====== INPUT DATA ======

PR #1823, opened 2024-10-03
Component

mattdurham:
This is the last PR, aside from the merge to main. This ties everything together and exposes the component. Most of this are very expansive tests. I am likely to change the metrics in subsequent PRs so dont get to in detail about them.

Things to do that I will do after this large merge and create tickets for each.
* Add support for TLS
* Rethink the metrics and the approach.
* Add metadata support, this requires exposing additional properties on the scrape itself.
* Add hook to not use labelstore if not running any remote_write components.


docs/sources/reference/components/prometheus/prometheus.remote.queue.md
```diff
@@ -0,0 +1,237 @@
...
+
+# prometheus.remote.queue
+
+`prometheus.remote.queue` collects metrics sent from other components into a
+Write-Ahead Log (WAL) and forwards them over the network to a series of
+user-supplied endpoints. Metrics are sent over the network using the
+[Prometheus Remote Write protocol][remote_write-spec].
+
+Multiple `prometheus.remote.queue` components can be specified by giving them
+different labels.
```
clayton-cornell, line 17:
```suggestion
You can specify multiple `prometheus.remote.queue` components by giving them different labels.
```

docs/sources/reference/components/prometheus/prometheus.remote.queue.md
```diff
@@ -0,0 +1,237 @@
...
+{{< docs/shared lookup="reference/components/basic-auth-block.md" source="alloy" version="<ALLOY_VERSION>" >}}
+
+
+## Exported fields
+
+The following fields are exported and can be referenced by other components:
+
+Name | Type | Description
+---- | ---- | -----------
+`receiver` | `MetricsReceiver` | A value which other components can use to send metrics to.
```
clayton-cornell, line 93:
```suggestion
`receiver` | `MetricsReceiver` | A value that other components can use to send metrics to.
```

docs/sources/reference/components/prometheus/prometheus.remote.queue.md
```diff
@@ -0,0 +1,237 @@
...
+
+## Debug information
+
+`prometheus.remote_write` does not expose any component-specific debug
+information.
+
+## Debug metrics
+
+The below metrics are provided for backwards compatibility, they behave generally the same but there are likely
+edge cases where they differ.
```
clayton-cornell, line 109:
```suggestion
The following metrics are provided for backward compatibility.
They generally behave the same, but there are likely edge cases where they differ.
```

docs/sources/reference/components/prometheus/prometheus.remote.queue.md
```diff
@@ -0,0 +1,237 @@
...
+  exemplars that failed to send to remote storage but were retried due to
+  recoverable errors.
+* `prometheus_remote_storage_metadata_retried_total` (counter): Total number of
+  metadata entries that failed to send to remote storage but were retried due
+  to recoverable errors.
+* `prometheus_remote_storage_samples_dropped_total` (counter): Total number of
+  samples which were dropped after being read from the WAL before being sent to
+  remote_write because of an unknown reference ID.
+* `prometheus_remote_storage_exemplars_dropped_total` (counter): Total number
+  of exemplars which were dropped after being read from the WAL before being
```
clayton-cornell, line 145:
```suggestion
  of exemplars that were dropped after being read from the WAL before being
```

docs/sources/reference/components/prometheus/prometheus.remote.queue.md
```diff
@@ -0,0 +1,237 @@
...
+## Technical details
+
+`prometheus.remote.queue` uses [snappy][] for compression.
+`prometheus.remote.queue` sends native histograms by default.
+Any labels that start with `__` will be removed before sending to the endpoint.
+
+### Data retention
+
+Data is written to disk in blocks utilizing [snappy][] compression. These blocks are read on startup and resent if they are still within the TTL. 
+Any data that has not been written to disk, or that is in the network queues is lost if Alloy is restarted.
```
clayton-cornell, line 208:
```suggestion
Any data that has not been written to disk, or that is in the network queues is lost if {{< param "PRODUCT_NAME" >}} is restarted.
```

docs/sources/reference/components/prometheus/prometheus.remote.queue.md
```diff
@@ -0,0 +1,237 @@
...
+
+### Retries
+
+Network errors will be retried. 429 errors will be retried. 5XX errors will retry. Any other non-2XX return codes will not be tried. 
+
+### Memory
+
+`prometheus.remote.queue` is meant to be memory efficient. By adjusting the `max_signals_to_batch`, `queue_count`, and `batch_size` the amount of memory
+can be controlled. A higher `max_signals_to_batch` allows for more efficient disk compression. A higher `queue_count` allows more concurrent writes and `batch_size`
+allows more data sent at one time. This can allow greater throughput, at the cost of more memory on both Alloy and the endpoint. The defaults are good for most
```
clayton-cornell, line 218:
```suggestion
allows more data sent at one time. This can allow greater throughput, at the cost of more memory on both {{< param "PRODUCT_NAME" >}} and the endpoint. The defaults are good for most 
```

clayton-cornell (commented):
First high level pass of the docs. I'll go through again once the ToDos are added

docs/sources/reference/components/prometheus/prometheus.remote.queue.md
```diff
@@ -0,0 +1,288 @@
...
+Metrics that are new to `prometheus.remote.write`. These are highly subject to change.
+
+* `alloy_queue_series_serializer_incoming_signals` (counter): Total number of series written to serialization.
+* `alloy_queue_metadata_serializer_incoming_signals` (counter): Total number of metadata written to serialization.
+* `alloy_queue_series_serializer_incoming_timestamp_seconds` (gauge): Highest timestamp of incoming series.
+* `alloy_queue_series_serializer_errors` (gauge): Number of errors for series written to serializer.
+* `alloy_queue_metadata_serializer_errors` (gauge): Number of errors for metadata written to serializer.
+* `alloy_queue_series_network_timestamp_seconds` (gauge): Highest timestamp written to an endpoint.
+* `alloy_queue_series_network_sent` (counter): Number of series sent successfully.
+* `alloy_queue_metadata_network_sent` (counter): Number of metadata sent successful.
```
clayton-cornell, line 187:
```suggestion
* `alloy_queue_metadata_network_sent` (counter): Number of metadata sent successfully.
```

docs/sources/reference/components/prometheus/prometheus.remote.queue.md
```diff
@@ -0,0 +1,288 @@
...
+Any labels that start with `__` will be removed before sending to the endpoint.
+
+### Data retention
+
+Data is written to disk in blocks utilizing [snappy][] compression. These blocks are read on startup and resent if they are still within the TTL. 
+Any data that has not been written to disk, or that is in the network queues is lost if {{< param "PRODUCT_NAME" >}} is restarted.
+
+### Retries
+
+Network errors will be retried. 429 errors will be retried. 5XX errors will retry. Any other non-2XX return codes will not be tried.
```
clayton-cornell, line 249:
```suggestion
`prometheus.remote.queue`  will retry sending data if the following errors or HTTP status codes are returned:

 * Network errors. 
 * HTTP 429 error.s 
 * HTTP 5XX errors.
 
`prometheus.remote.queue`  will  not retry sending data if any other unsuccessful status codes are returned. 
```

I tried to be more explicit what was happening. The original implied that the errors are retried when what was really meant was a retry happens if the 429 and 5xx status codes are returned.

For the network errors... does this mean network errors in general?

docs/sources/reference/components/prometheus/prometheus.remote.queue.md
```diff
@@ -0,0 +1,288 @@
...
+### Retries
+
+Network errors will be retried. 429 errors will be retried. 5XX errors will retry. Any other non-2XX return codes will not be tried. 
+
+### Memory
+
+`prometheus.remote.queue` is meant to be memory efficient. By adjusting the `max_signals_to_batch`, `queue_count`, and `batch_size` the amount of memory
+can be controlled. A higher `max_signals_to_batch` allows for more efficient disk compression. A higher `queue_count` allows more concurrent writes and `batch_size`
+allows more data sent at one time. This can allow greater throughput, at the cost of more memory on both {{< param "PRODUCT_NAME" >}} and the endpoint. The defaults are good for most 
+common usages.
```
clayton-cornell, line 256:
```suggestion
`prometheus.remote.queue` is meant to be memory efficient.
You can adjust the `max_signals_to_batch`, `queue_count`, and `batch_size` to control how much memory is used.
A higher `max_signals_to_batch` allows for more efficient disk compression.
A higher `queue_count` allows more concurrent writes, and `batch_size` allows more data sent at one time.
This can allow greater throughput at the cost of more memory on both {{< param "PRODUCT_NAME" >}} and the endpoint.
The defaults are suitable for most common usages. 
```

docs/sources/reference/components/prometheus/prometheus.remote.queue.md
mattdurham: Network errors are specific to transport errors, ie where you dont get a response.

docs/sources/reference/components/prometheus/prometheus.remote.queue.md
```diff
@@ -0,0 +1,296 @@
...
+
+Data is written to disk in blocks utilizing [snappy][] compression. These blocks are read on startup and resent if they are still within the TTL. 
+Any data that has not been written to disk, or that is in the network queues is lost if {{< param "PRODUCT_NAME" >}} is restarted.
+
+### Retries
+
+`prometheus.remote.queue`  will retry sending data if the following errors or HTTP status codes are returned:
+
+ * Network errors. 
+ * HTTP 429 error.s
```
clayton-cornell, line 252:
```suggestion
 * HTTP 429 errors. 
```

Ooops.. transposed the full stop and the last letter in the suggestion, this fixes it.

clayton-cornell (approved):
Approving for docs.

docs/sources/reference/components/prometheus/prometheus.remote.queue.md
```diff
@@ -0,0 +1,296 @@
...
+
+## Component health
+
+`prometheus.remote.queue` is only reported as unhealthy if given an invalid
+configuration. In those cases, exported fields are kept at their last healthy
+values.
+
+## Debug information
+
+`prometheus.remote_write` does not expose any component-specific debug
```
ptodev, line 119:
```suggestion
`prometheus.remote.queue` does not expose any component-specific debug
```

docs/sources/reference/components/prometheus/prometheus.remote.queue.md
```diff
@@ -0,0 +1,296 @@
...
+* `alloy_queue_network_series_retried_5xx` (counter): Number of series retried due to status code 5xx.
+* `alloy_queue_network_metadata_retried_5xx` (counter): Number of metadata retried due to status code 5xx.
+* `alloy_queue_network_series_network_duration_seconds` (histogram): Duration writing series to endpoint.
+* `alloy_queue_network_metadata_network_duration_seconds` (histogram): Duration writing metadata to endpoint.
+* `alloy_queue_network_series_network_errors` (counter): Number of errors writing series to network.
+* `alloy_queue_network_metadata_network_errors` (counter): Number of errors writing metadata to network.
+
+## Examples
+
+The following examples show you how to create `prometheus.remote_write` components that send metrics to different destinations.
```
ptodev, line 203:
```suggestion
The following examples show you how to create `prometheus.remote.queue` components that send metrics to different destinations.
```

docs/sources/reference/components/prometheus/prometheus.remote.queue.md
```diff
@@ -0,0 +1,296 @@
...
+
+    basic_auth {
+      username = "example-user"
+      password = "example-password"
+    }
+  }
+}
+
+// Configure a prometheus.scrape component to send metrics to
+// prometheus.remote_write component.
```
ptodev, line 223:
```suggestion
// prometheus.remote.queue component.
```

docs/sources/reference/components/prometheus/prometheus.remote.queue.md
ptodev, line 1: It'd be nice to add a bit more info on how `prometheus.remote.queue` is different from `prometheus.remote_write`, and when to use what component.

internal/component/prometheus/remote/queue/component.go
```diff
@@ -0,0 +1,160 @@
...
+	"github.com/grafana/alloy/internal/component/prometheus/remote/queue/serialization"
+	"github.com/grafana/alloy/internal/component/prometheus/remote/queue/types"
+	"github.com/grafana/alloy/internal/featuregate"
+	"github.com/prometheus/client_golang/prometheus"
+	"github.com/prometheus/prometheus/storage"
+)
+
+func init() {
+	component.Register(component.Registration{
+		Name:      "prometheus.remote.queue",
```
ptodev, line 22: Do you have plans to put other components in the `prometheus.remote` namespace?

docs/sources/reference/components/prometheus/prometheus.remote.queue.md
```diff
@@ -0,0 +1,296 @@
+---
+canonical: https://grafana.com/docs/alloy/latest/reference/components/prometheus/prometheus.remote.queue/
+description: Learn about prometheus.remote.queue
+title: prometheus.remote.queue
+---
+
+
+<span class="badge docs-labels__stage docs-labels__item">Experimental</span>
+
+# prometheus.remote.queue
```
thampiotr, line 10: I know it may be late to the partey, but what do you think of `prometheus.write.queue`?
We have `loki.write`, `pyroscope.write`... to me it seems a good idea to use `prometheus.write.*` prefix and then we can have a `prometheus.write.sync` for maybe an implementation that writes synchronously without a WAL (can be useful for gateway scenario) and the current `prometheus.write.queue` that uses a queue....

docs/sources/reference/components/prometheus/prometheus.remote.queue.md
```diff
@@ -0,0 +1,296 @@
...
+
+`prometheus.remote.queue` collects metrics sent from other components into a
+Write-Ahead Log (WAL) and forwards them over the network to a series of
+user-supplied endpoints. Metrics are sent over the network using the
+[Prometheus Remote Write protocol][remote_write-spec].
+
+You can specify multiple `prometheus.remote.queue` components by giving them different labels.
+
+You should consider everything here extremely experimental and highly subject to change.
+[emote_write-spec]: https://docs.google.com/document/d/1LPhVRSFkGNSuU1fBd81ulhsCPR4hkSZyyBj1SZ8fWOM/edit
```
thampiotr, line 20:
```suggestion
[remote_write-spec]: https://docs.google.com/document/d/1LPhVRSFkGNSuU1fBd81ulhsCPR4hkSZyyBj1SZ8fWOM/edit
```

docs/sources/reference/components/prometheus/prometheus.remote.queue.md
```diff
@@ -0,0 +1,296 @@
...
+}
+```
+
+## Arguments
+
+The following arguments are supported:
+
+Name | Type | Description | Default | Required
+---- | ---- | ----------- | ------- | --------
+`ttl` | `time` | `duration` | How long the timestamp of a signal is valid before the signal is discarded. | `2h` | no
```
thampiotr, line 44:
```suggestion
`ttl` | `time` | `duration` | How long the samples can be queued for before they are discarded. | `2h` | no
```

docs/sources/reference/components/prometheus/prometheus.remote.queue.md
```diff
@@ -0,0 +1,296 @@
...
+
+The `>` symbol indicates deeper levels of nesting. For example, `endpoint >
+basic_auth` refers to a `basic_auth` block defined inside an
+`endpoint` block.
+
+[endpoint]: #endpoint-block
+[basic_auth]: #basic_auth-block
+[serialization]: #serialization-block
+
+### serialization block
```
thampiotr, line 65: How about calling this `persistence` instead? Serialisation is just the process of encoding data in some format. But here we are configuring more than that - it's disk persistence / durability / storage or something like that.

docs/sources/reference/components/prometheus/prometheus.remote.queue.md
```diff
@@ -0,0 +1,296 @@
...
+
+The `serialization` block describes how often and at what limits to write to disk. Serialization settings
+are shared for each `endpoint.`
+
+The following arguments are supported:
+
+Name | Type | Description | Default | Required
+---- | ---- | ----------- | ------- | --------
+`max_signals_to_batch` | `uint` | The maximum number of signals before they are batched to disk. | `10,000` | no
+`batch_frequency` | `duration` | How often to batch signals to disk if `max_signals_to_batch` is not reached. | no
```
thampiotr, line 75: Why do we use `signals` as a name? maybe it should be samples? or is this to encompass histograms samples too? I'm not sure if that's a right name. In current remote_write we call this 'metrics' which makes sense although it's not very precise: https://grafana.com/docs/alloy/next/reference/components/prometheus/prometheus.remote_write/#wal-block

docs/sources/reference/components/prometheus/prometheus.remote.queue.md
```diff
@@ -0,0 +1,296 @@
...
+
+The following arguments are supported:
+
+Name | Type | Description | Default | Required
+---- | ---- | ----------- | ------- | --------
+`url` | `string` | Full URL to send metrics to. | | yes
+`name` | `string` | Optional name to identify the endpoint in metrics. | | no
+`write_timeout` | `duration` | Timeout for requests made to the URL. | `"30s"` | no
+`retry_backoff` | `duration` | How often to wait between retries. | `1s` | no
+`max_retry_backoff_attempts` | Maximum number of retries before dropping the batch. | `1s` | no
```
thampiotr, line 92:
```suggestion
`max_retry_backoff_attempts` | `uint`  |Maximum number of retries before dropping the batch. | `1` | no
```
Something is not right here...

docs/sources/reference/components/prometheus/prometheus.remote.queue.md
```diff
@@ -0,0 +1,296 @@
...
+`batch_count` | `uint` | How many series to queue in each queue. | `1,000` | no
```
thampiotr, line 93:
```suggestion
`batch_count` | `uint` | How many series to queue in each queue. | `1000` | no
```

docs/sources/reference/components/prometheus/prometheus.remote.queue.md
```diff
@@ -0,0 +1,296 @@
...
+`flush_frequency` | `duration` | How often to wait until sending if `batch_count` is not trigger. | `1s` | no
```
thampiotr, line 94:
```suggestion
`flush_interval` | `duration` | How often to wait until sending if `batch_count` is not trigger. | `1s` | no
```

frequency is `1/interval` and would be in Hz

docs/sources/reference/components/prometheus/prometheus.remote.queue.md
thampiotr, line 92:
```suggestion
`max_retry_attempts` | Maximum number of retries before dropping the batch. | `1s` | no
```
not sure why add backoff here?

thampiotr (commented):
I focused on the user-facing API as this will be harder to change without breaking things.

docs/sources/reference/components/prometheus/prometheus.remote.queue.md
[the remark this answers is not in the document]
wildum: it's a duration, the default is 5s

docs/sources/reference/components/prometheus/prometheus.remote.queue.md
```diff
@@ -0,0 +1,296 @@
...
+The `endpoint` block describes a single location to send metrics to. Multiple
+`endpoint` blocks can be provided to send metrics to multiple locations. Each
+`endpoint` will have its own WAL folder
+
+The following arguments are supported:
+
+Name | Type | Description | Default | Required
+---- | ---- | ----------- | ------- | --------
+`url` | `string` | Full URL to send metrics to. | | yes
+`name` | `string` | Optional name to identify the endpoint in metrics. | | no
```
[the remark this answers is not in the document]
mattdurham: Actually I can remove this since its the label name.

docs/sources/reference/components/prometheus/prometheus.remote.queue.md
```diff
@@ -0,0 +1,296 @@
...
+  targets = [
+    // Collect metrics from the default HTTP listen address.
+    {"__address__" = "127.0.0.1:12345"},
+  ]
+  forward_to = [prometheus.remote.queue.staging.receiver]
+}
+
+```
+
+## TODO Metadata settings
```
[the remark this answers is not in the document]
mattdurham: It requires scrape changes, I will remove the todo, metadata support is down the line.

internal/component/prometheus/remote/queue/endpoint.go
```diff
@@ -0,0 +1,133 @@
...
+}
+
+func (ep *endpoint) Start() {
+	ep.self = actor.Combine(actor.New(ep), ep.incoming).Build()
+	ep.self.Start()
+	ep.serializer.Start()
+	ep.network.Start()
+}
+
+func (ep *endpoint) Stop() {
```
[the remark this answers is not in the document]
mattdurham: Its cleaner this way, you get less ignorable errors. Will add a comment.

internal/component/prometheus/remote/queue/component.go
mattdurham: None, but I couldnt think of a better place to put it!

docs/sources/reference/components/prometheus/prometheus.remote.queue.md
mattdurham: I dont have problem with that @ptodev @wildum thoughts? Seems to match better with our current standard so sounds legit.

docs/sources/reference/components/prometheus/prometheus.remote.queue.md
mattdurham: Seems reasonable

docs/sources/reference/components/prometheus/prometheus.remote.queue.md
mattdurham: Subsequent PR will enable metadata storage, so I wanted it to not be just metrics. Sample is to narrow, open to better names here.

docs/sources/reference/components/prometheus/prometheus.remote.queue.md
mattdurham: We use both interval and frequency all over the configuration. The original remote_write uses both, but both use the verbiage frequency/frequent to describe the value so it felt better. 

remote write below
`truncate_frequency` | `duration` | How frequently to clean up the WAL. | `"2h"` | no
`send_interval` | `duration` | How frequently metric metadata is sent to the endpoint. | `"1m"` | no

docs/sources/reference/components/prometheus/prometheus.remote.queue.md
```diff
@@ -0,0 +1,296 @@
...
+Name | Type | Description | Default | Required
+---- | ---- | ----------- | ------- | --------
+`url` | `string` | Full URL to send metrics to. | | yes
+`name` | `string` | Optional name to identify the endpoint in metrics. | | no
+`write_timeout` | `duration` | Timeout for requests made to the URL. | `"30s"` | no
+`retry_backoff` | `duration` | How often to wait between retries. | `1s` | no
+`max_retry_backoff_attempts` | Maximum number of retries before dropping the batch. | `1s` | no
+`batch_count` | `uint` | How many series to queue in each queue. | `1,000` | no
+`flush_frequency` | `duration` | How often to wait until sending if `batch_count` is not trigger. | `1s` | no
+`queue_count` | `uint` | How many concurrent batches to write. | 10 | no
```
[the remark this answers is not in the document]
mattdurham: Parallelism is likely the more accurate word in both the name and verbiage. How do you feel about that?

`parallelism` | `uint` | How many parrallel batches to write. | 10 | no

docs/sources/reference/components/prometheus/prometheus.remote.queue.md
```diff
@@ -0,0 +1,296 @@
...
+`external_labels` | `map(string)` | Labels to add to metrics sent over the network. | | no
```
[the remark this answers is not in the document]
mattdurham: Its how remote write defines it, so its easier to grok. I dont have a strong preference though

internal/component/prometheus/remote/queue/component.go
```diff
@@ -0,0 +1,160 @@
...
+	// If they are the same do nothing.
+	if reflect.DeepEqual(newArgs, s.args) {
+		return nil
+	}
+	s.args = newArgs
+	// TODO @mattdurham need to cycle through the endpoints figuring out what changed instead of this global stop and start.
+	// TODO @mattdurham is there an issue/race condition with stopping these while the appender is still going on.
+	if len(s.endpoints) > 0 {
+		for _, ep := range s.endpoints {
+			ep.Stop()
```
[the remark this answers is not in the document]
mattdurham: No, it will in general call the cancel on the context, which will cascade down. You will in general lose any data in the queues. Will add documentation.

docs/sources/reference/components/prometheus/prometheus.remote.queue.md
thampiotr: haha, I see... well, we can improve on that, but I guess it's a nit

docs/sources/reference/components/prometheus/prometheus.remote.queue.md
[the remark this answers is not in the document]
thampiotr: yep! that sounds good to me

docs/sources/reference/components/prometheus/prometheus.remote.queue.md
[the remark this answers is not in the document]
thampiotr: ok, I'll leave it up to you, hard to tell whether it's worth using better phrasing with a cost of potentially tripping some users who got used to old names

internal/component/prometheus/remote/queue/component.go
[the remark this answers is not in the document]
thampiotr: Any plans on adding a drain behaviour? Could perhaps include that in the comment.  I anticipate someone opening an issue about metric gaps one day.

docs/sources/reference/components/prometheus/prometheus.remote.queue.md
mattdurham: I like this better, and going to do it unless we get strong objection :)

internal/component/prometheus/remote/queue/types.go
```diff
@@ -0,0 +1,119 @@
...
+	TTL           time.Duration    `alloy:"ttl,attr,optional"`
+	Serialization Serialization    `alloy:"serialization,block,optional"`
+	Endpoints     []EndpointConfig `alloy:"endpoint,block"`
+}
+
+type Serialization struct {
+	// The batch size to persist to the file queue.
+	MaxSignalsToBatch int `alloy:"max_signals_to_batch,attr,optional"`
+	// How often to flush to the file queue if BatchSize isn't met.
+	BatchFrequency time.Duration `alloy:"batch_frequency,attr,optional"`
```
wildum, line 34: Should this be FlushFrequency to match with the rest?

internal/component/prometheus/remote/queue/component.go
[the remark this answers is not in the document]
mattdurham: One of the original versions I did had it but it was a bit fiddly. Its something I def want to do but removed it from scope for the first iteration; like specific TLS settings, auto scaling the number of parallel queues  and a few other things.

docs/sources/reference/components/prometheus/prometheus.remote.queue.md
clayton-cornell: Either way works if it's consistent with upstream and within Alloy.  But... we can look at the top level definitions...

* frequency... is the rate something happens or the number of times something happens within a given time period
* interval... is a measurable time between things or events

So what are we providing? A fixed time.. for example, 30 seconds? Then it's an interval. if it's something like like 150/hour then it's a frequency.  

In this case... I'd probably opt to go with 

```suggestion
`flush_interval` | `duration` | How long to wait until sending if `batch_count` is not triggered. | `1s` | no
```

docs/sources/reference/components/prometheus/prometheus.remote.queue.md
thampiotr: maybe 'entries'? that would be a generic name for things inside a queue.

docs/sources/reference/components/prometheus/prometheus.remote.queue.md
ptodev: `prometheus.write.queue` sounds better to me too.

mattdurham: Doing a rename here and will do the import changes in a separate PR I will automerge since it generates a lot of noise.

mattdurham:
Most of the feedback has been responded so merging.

======

▶ HOW TO COMPLETE THIS TASK
From the records, copy every line that has the string "given" in it.

▶ SOLUTION TO THE PROBLEM
+`prometheus.remote.queue` is only reported as unhealthy if given an invalid
* frequency... is the rate something happens or the number of times something happens within a given time period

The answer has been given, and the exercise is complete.